# Which pic of baby Mateo?



## NewYorkDogue (Sep 27, 2011)

I think there's still time, so I am putting these up for a choice: which do you think I should use for the calender contest?










or...










This is due to comments from the other picture thread... hard to choose!


----------



## xellil (Apr 4, 2011)

Oh definitely number one!! I don't think it's possible to take a bad photo of Mateo, but that close-up is incredible.


----------



## DandD (Jan 4, 2012)

Yep, the grass, read my comments in the other thread; AND you have to remember what is calendar worthy too, the beach is cute but the shadow is distracting, the close up with just the grass is phenomenal and would look great on the calendar!!! Change it, you only have till tomorrow :biggrin:


----------



## BoxerParty (Nov 9, 2011)

OMFG, I NEED a Dogue. 


I vote for the grass as well - such a cute squish face!


----------



## hmbutler (Aug 4, 2011)

definitely the one in the grass, 100%!!! absolutely swoon-worthy cuteness


----------



## NewYorkDogue (Sep 27, 2011)

Okay!

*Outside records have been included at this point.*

PR #3300, opened 2023-10-26
Feat(eos_designs): Custom platform_settings and node_type_keys

### LINKED ISSUE #3152: Feat(eos_designs): Add `custom_foo` keys for large default
### Enhancement summary

The `platform_settings` and `node_typekeys` keys have large default (as in many lines of yaml) and today the only way to overwrite part of them while keeping the rest of the default is to fully copy the default and modify accordingly

This issue is for adding two keys `custom_platform_settings` and `custom_node_type_keys` to be prepended to the AVD defaults when defined to avoid copying over everything.

prepended because this way if you overwrite some existing default, because we match in order, it would take precedence.

NOTE: if both `custom_platform_settings` and `platform_settings` are defined by the user in the playbook, then we would prepend `custom_` to the user defined `platform_settings` though this is a quite convoluted way of working and only overriding `platform_settings` should be sufficient

NOTE: could be implemented also for connected_endpoints_keys and network_services_keys but it is less necessary because the defaults are very small

eos_designs

### Use case example

cf summary

cf summary

copying over large defaults

### Additional context

_No response_

### Contributing Guide

jonxstill:
## Change Summary

Allow use of `custom_platform_settings` and `custom_node_type_keys` to allow replacement of already-defined keys/platforms, or addition of new keys/platforms while retaining the default settings.

## Related Issue(s)

Fixes #3152 

## Component(s) name

`arista.avd.eos_designs`

## Proposed changes
Allows you to:
* Specify new platform settings and node_type_keys in addition to the AVD-defined defaults without having to copy/paste these into your inventory.
* Redefine AVD-defined default node_type_keys and platform_settings without having to redefine every single one.

No changes to the data model - just use:
* `custom_platform_settings` instead of `platform_settings`.
* `custom_node_type_keys` instead of `node_type_keys`.

## How to test
Molecule tests updated to cover these new options.  Problems encountered included AVD complaining about duplicate `node_type_keys` - this was fixed through use of `replace_or_append_item()`.

This can be tested in your own repo by defining a `custom_platform_settings` and/or `custom_node_type_keys` at a high level in your repo's hierarchy.  Defaults can be copied from the AVD docs and amended as required.

### Repository Checklist

### DIFF
--- a/ansible_collections/arista/avd/roles/eos_designs/docs/input-variables.md
+++ b/ansible_collections/arista/avd/roles/eos_designs/docs/input-variables.md
@@ -175,7 +175,7 @@ AVD provides the capability to customize your node types, supporting a variety o
 !!! note
     The default values will be overridden if this key is defined.
     If you need to change all the existing `node_type_keys`, it is recommended to copy the defaults and modify them.
-    If you need to add custom `node_type_keys`, create them under `custom_node_type_keys` - if named identically to default `node_type_keys` entries, custom entries will replace the equivalent default entry.
+    If you need to add custom `node_type_keys`, create them under `custom_node_type_keys`; if named identically to default `node_type_keys` entries, custom entries will replace the equivalent default entry.
 
 ??? example "Default value for design `l3ls-evpn`"
 
--- a/ansible_collections/arista/avd/roles/eos_designs/docs/input-variables.md
+++ b/ansible_collections/arista/avd/roles/eos_designs/docs/input-variables.md
@@ -173,7 +173,9 @@ To customize or create new node types, please refer to [node type customization]
 AVD provides the capability to customize your node types, supporting a variety of designs.
 
 !!! note
-    The default values will be overridden if defining this key, so it is recommended to copy the defaults and modify them.
+    The default values will be overridden if this key is defined.
+    If you need to change all the existing `node_type_keys`, it is recommended to copy the defaults and modify them.
+    If you need to add custom `node_type_keys`, create them under `custom_node_type_keys` - if named identically to default `node_type_keys` entries, custom entries will replace the equivalent default entry.
 
 ??? example "Default value for design `l3ls-evpn`"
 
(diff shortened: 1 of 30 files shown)


ansible_collections/arista/avd/roles/eos_designs/schemas/schema_fragments/defs_node_type_keys.schema.yml
```diff
@@ -0,0 +1,227 @@
+# Copyright (c) 2023 Arista Networks, Inc.
+# Use of this source code is governed by the Apache License 2.0
+# that can be found in the LICENSE file.
+# yaml-language-server: $schema=../../../../plugins/plugin_utils/schema/avd_meta_schema.json
+# Line above is used by RedHat's YAML Schema vscode extension
+# Use Ctrl + Space to get suggestions for every field. Autocomplete will pop up after typing 2 letters.
+type: dict
+$defs:
```
ClausHolbechArista: It would be ok to just keep the old schema as it was, and ref to that instead of the def. I think that would be simpler to read and maintain.

jonxstill: Can you point me to an example of where that's been done before?  I can then rework this.

ClausHolbechArista: If you revert the changes to the existing schema, you can just set `$ref: "eos_designs#/keys/node_type_keys"` under the custom one.

jonxstill: Thanks - have fixed in latest commit.

jonxstill:
Leaving as draft until #3078 is merged (first-class sflow support) as this PR is causing pyavd tests to fail currently.

ClausHolbechArista (approved):

ansible_collections/arista/avd/roles/eos_designs/docs/input-variables.md
```diff
@@ -173,7 +173,9 @@ To customize or create new node types, please refer to [node type customization]
 AVD provides the capability to customize your node types, supporting a variety of designs.
 
 !!! note
-    The default values will be overridden if defining this key, so it is recommended to copy the defaults and modify them.
+    The default values will be overridden if this key is defined.
+    If you need to change all the existing `node_type_keys`, it is recommended to copy the defaults and modify them.
+    If you need to add custom `node_type_keys`, create them under `custom_node_type_keys` - if named identically to default `node_type_keys` entries, custom entries will replace the equivalent default entry.
```
carlbuchmann:
```suggestion
    If you need to add custom `node_type_keys`, create them under `custom_node_type_keys`; if named identically to default `node_type_keys` entries, custom entries will replace the equivalent default entry.
```

carlbuchmann (approved):
LGTM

Photo is switched out; Mateo in the Grass wins 

Thanks, everyone!


----------



## Kat (Jul 12, 2011)

Definitley the first one! SOOOO CUTE!!! Perfect calendar pic!


----------



## Janet At Nutro (Mar 11, 2011)

No question, the 1st picture!


----------



## DeekenDog (Aug 29, 2011)

First picture 

He is so, so adorable


----------



## wolfsnaps88 (Jan 2, 2012)

A dog like him can not take a bad picture.


----------